This section explores the role of compute for more capable systems and discusses hypotheses that favor compute to be a predominant factor in the past, and the future. In my opinion, there seems to be consensus amongst experts that compute has played an important role (at least as important as the other two factors) in AI progress over the last decade and will continue doing so.

My best guess is that compute is not an input that we can leverage to create safe AI systems. Strongly simplified, compute only consists of one input axis: more or less compute — where we can expect that an increase in compute leads to more capable and potentially unsafe systems (as I will discuss in this section). Data and algorithms have more than one input axis which could, in theory, be used to affect the safety of an AI system. Algorithms could be designed to understand human intent and be aligned, and data could be more or less biased, leading to wrong interpretations and learnings.

Consequently, within the field of AI governance, compute is a unique sub-domain, and its importance could be harnessed to achieve better AI alignment outcomes, by,. e.g., regulating access to compute. I will discuss this in Part 3 - Section 6.

The following subsections will explore different hypotheses about the role of compute for AI systems capabilities and their safety: “The Bitter Lesson”, the scaling hypothesis, qualitative assessments and compute milestones using biological anchors.

3.1 The Bitter Lesson

Rich Sutton wrote the commonly-cited piece “The Bitter Lesson”. He argues that algorithmic innovation mostly matters insofar as it creates general-purpose systems capable of making use of great amounts of compute. He bases this lesson as a historical observation:

1. AI researchers tried to integrate knowledge into their agents/systems.
2. This has helped in the short-term.
3. However, in the long run, this progress fades and it even inhibits further progress.
4. Breakthrough progress eventually then comes by a contrary approach that relies on scaling computation.

It is a bitter lesson because the latter approach is more successful than the human-centric approach, which relies on intuition from the researchers and is often more personally satisfying. (Sutton 2019):

“One thing that should be learned from the bitter lesson is the great power of general purpose methods, of methods that continue to scale with increased computation even as the available computation becomes very great. The two methods that seem to scale arbitrarily in this way are search and learning.”

He closes with:

“We want AI agents that can discover like we can, not which contain what we have discovered.”

3.2 Scaling Hypothesis

The scaling hypothesis is similar to the bitter lesson. Gwern describes it the following (Branwen 2020):

“The strong scaling hypothesis is that, once we find a scalable architecture like self-attention or convolutions, which like the brain can be applied fairly uniformly, we can simply train ever larger NNs and ever more sophisticated behavior will emerge naturally as the easiest way to optimize for all the tasks & data.
More powerful NNs are ‘just’ scaled-up weak NNs, in much the same way that human brains look much like scaled-up primate brains⁠.”

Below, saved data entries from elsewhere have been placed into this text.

PR #889, opened 2026-01-12
cleanup `bw items` output

### LINKED ISSUE #602: `bw items` output format consistency
`bw items node item` shows JSON, the same command with `--attrs` a table

maybe `--json`?

### LINKED ISSUE #649: `bw items --repr` has inconsistent behaviour
```/home/kunsi/git/bundlewrap|main✓➤ bw items --repr rx300 | grep ZFSPool
<ZFSPool name:tank autoexpand:None autoreplace:None autotrim:True config:[{'type': 'raidz', 'devices': {'/dev/sdc', '/dev/sdd', '/dev/sdb', '/dev/sda'}}]>
/home/kunsi/git/bundlewrap|main✓➤ bw items --repr rx300 zfs_pool:tank
{
    "autotrim": true
}
```
I'd expect `bw items --repr rx300 zfs_pool:tank` to also show `__repr__()` instead of `cdict()`.

MaZderMind:
This PR changes the behavior of the various modes of `bw items` so that their output-format follows a clear pattern and can be selected.

The following output-formats are supported:
```
bw items --format json # json formatted
bw items [--format table] # bw-table, default
BW_TABLE_STYLE=grep bw items [--format table] # greppable
```

The following `bw items` modes are available (this list has not changed and is copied here for better testing, however the output-format has changed for some of them, see below):
```
bw items NODE # list of items, was always a flat list
bw items NODE --repr # list of items was always a flat list
bw items NODE --blame # list of items grouped by bundle, was always table
bw items NODE ITEM # cdict of item, was always json
bw items NODE ITEM --repr # repr of item, did not work before, see #649
bw items NODE ITEM --state # sdict of item, was always json
bw items NODE ITEM --attrs # internal attributes of item, was always table

bw items NODE ITEM --preview # content of file, was and is only printed as-is

bw items NODE --write-file-previews /tmp/some-temp-dir # no formattable output
```

fixes #602
fixes #649

### DIFF
--- a/bundlewrap/cmdline/items.py
+++ b/bundlewrap/cmdline/items.py
@@ -151,11 +151,11 @@ def show_single_item(node, item, representation, args):
 
     elif representation == ItemRepresentation.REPR:
         data = [repr(item)]
-        format_data(data, args['format'], table_headers=[_('item')])
+        format_data(data, args, table_headers=[_('item')])
         return
 
     # print attributes key-value
-    format_data(data, args['format'], table_headers=[_('attribute'), _('value')])
+    format_data(data, args, table_headers=[_('attribute'), _('value')])
 
 
 def show_single_item_preview(node, item):
@@ -203,17 +203,17 @@ def list_all_items(node, args):
         for item in sorted(node.items):
             data.append(repr(item) if show_repr else item.id)
 
-    format_data(data, args['format'], table_headers=table_headers)
+    format_data(data, args, table_headers=table_headers)
 
 
-def format_data(data, fmt, table_headers=None):
+def format_data(data, args, table_headers=None):
     """
     Formats a list or a dict (with scalar or list values) according to the requested format
     """
-    if fmt == 'json':
+    if args['format_json']:
         io.stdout(statedict_to_json(data, pretty=True))
 
-    elif fmt == 'table':
+    else:
         format_data_table(data, table_headers)
 
 
--- a/bundlewrap/cmdline/parser.py
+++ b/bundlewrap/cmdline/parser.py
@@ -505,13 +505,10 @@ bundle:my_bundle  # items in this bundle
         help=_("show actual item status on node instead of should-be configuration"),
     )
     parser_items.add_argument(
-        "-F",
-        "--format",
-        action='store',
-        dest='format',
-        choices=['table', 'json'],
-        default='table',
-        help=_("choose the output formatting"),
+        "--json",
+        action='store_true',
+        dest='format_json',
+        help=_("show output as json instead of the usual table"),
     )
 
     # bw lock
--- a/tests/integration/bw_items.py
+++ b/tests/integration/bw_items.py
@@ -248,7 +248,7 @@ def test_show_auto_needs(tmpdir):
             },
         },
     )
-    stdout, stderr, rcode = run("BW_TABLE_STYLE=grep bw items --attr --format table node1 directory:/foo/bar needs", path=str(tmpdir))
+    stdout, stderr, rcode = run("BW_TABLE_STYLE=grep bw items --attr node1 directory:/foo/bar needs", path=str(tmpdir))
     assert stdout.decode() == """attribute\tvalue
 needs\taction:
 needs\tdirectory:/foo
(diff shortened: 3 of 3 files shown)


bundlewrap/cmdline/items.py
```diff
@@ -11,12 +11,44 @@
 from ..utils.dicts import statedict_to_json
 from ..utils.table import ROW_SEPARATOR, render_table
 from ..utils.text import bold, green, mark_for_translation as _, red, yellow
-from ..utils.ui import io, page_lines
+from ..utils.ui import io, page_lines, TTY
+
+
+class ItemRepresentation(enum.Enum):
+    PREVIEW = 'preview'
```
fkusei, line 18: Do we actually need the values here? If not, we could use `enum.auto()` instead.

bundlewrap/cmdline/items.py
```diff
@@ -28,142 +60,199 @@ def write_preview(file_item, base_path):
...
+    table = [
+        [
+            bold(header)
+            for header in table_headers
+        ]
+    ]
+
+    if isinstance(data, (list, set)):
+        table.append(ROW_SEPARATOR)
+        for v in sorted(data):  # iterate a list
```
fkusei: We should not re-sort lists here (and everywhere else in here).

bundlewrap/cmdline/items.py
```diff
@@ -28,142 +60,199 @@ def write_preview(file_item, base_path):
         f.write(content)
 
 
-def bw_items(repo, args):
-    node = get_node(repo, args['node'])
-    if args['preview'] and not args['item']:
-        io.stderr(_("{x} no ITEM given for preview").format(x=red("!!!")))
+def render_file_previews(node, file_preview_path, args):
+    if args['item']:
+        io.stderr(_("{x} use --file-preview to preview single files").format(x=red("!!!")))
```
fkusei: This option was removed from the parser (see below), use `--preview`

bundlewrap/cmdline/parser.py
```diff
@@ -504,6 +503,14 @@ def build_parser_bw():
         dest='show_sdict',
         help=_("show actual item status on node instead of should-be configuration"),
     )
+    parser_items.add_argument(
+        "-F",
+        "--format",
+        action='store',
+        dest='format',
+        choices=['json', 'table', 'flat'],
+        help=_("choose the output formatting, default is table when stdout is a tty and table when it isn't"),
```
fkusei: "... and flat if it isn't"

tests/integration/bw_items.py
```diff
@@ -248,10 +248,11 @@ def test_show_auto_needs(tmpdir):
             },
         },
     )
-    stdout, stderr, rcode = run("BW_TABLE_STYLE=grep bw items --attr node1 directory:/foo/bar needs", path=str(tmpdir))
+    stdout, stderr, rcode = run("BW_TABLE_STYLE=grep bw items --attr node1 --format table directory:/foo/bar needs", path=str(tmpdir))
+    print(stdout.decode())
     assert stdout.decode() == """attribute\tvalue
 needs\taction:
-needs\tdirectory:/foo
```
fkusei, line 254: Old version was better. We should keep it.

MaZderMind: The old version was however a special hack that only was implemented for this special case:
https://github.com/bundlewrap/bundlewrap/blob/561a1de/bundlewrap/cmdline/items.py#L123

I would rather change the output of `BW_TABLE_STYLE` for all tables instead.

bundlewrap/cmdline/parser.py
MaZderMind: indeed.

bundlewrap/cmdline/parser.py
```diff
@@ -480,30 +479,40 @@ def build_parser_bw():
...
-    parser_items.add_argument(
+    information_group.add_argument(
         "--state",
         action='store_true',
         dest='show_sdict',
         help=_("show actual item status on node instead of should-be configuration"),
     )
+    parser_items.add_argument(
+        "-F",
+        "--format",
```
fkusei: Maybe do `--json` and `--table` instead.

tests/integration/bw_items.py
MaZderMind: Resolved this in a much more generic way in the table-subsystem which can now also accept lists, sets, tuples and mostly any other data-type.

bundlewrap/cmdline/parser.py
MaZderMind: yes, would match the other args much better

bundlewrap/cmdline/items.py
```diff
@@ -28,142 +121,124 @@ def write_preview(file_item, base_path):
...
+def format_data(data, fmt, table_headers=None):
+    """
+    Formats a list or a dict (with scalar or list values) according to the requested format
+    """
+    if fmt == 'json':
+        io.stdout(statedict_to_json(data, pretty=True))
+
+    elif fmt == 'table':
+        format_data_table(data, table_headers)
+
```
Kunsi, line 218: ... else `raise ValueError(fmt)` oder so

MaZderMind: hold on for a second, just pushed that. I wanted to see if the whole table rewrite would test okay with the full test-suite on all python versions first ;)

Consequently, to achieve more capabilities, we only need to scale a specific architecture (where it is still open if we already have this architecture). Scaling an architecture implies more parameters and requires more compute for training this network. According to Gwern “the scaling hypothesis has only looked more and more plausible every year since 2010” (Branwen 2020).^[10]

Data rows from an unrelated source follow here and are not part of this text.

PR #890, opened 2026-01-12
Item.if

CroneKorkN:


bundlewrap/items/__init__.py
```diff
@@ -336,6 +339,21 @@ def cached_unless_result(self):
         else:
             return False
 
+    @cached_property
+    def cached_if_result(self):
+        """
+        Returns True if 'if' allows this item to run.
+        """
+        if getattr(self, 'if') and (self.ITEM_TYPE_NAME == 'action' or not self.cached_status.correct):
```
fkusei, line 347: Why use `getattr()` here (and below) instead of just `self.if`?

PR #893, opened 2026-01-13
Remove dependency on passlib

### LINKED ISSUE #853: `passlib` is dead, stop using it
https://foss.heptapod.net/python-libs/passlib/-/issues/187

I’ve only seen `bcrypt` break so far, but it’s only a matter of time until the rest fails.

vain:
-   Use `hashlib` directly where appropriate.
-   Use bcrypt/blowfish as a `crypt` algorithm everywhere.
    -   This also removes the `hash_method` attribute from `user` items.

Please see the individual commit messages on how/where this was tested.

Fixes #853.

### DIFF
--- a/docs/content/guide/api.md
+++ b/docs/content/guide/api.md
@@ -323,6 +323,6 @@ Faults also support some rudimentary string operations such as appending a strin
 	>>> repo.vault.password_for("1").b64encode().value
 	'Vk9kNVA='
 	>>> repo.vault.password_for("1").as_htpasswd_entry("username").value
-	'username:$apr1$8be694c7…'
+	'username:$2b$12$MaZ4/O/Kaoy2Corpbb0…'
 
 These string methods are supported on Faults: `format`, `lower`, `lstrip`, `replace`, `rstrip`, `strip`, `upper`, `zfill`


bundlewrap/utils/crypto.py
```diff
@@ -1,19 +1,70 @@
...
+
+    if salt_from is not None and salt is None:
+        # Derive raw bytes from the string that we got. SHA512 is
+        # probably a good choice, as it normalizes the `salt_from`
+        # string to a fixed length.
+        #
+        # The raw salt is 16 bytes long. After "base64" encoding, it is
+        # 22 bytes long.
+        salt = _base64_bcrypt(
+            sha512(salt_from.encode('UTF-8')).digest()[:16]
```
MaZderMind: I don't think it is safe to use only parts of a sha-hash and expect reasonable distributed entropy from it. I think it would be safer to use a dedicated prng here: `random.Random(salt_from.encode('UTF-8')).randbytes(16)` or something thereabouts.

vain: Probably a good idea. Should be changed in other places, too.

vain: This isn’t trivial. I pushed a commit that tries to (somewhat) address this.

bundlewrap/utils/__init__.py
```diff
@@ -10,9 +10,10 @@
 from sys import stderr, stdout
 from tempfile import mkstemp
 
-from passlib.hash import apr_md5_crypt
 from requests import get
 
+from bundlewrap.utils.crypto import b64encode_bcrypt, crypt_bcrypt
```
vain: Use relative import.

bundlewrap/utils/crypto.py
```diff
@@ -1,19 +1,48 @@
...
+
+    # We must now translate from the first alphabet to the second one.
+    t = str.maketrans(alphabet_standard, alphabet_bcrypt)
+    payload_64_bcrypt = payload_b64.translate(t)
+
+    # The padding must also be stripped off.
+    return payload_64_bcrypt.rstrip('=')
+
+
+def crypt_bcrypt(payload, encoding='UTF-8', rounds=12, salt=None):
```
fkusei: s/rounds/cost_factor/ ?

fkusei: Maybe also put it into a constant with `_DEFAULT_BCRYPT_SALT`

bundlewrap/items/postgres_roles.py
```diff
@@ -93,10 +93,12 @@ def sdict(self):
 
     def patch_attributes(self, attributes):
         if 'password' in attributes:
-            attributes['password_hash'] = postgres_context.encrypt(
-                force_text(attributes['password']),
-                user=self.name,
-            )
+            attributes['password_hash'] = 'md5' + md5(
+                (
+                    force_text(attributes['password']) +
```
MaZderMind, line 98: Achtung: `force_text` forced leider nicht wirklich text – ich würde hier noch ein `str` drumrum packen…

bundlewrap/items/users.py
```diff
@@ -285,29 +266,23 @@ def sdict(self):
...
-                )
-            else:
-                attributes['password_hash'] = hash_method.encrypt(
-                    force_text(attributes['password']),
-                    rounds=5000,  # default from glibc
-                    salt=_DEFAULT_SALT if salt is None else salt,
-                )
+
+            attributes['password_hash'] = bcrypt(
+                force_text(attributes['password']),
```
MaZderMind, line 282: Auch hier würde ich ein `str` empfehlen

bundlewrap/items/postgres_roles.py
vain: I have a feeling that we should rather fix `force_text()`. Its docstring says: “Try to return a text aka unicode object from the given data.” Well, it *tries* to do that, but it doesn’t exactly try *hard*. 🥴  (The only case where we truly get a `str` is when you pass `bytes`. Anything else is undefined.)

Given that you have approved the PR and that usage of `force_text()` is not new, I’m going to merge this now and open a new issue for the `force_text()` inconsistencies.

vain:
@fkusei You had marked this as “changes requested”, which blocks the merge. Has anything been addressed? Can we merge?

bundlewrap/items/postgres_roles.py
MaZderMind: Yeah it was more of a soft hint – you know better if this might break hard with non-str objects here.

GPT-2 (Radford et al. 2019) to GPT-3 (Brown et al. 2020) is an example of scaling and is seen as evidence for the scaling hypothesis. Finnveden extrapolates this trend and discusses this in his forum post “Extrapolating GPT-N performance” (Finnveden 2020).

3.3 AI and Efficiency

We have discussed that increased compute has led to more capable AI systems, but how does its relevance compare to the two other main factors: data and algorithmic innovation?

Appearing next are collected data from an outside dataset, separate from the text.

PR #894, opened 2026-01-13
introduce MetadataUnavailable exception

### LINKED ISSUE #661: raise custom MetadataUnavailable exception from metadata.get()
(in reactors, instead of KeyError)

manueldomke:
fixes #661


bundlewrap/utils/metastack.py
```diff
@@ -1,10 +1,10 @@
+from bundlewrap.exceptions import MetadataUnavailable
```
fkusei: Use relative import

bundlewrap/exceptions.py
```diff
@@ -14,6 +14,13 @@ class FaultUnavailable(Exception):
     pass
 
 
+class MetadataUnavailable(Exception):
```
fkusei: Create `class BundlewrapError(Exception): pass` and make every exception inherit that.

bundlewrap/utils/metastack.py
```diff
@@ -50,7 +50,7 @@ def get(self, path):
                         result = merge_dict({'data': value}, result)
 
         if undef:
-            raise KeyError('/'.join(path))
+            raise MetadataUnavailable('/'.join(path))
```
fkusei: Hand over `path` here and add `def __str__(self): return '/'...` to exception

fkusei: https://github.com/bundlewrap/bundlewrap/blob/0e202974739b4c5c6dcc137985c9ac8ceea5f882/bundlewrap/deps.py#L11

fkusei (changes requested):

PR #895, opened 2026-01-13
add exception for taget strings that don't resolve

### LINKED ISSUE #869: UX degradation in 4.24.0
In #846 we reworked the code to have a public API for the then-existing `bundlewrap.utils.cmdline.get_target_nodes()`.

If you called 4.23.x like this: `bw apply node1 node2 node_doesnt_exist`
bundewrap did tell you `No such Node or Group: node_doesnt_exist`

With the new implementation, those errors get eaten silently. In the above example, `node_doesnt_exist` is simply ignored, which could lead to users not applying all the systems they intended to. If they only type `bw apply node_doesnt_exist`, only then they get a rather not helpful message of `Input did not match any nodes`.

sschiller-seibert:
An attempt to fix the ux degradation mentioned in #869 by adding an explicit exception that gets raised when no target can be found for a given string.

fixes #869

### DIFF
--- a/docs/content/guide/api.md
+++ b/docs/content/guide/api.md
@@ -149,6 +149,8 @@ The following expressions can be used:
 ` `!group:my_group` all nodes not in this group
 - `"lambda:node.metadata_get('foo/magic', 47) < 3"` all nodes whose `metadata["foo"]["magic"]` is less than three
 
+Throws the exception `NoSuchTarget` if one of the expressions in the target string doesn't resolve to nodes.
+
 <br>
 
 ### bundlewrap.node.Node()


bundlewrap/repo.py
```diff
@@ -701,7 +702,7 @@ def nodes_matching(self, target_strings, lambda_workers=None):
                         group = self.get_group(name)
                         targets.update(group.nodes)
                     except NoSuchGroup:
-                        continue
+                        raise NoSuchTarget(_(f"Target string {name} does match neither bundle, nor group, node or lambda."))
```
fkusei: only hand over `name`, deal with formatting in exception or somewhere else.

sschiller-seibert: [d6df518](https://github.com/bundlewrap/bundlewrap/pull/895/commits/d6df518efb2eeb607b0bbfcfe797edb9879eba0f) should resolve this

PR #897, opened 2026-01-13
Removed the not used can_login in postgres_roles and its test.

simonbrielbeck-seibert:
Removed attribute `can_login` in items/postgres_roles.py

The best available piece investigating algorithmic innovation is “AI and Efficiency” by Hernandez and Brown from OpenAI. This analysis examines the algorithmic improvement of the last years by having a constant benchmark (AlexNet performance on ImageNet) and training modern AI systems until they achieve similar performance. The algorithmic improvement is then seen in the reduced amount of compute to achieve similar performance. Their analysis shows that we have seen a 44x increase in algorithmic progress. This result is more likely to be an underestimate for various reasons — see their paper for a discussion on this (Hernandez and Brown 2020).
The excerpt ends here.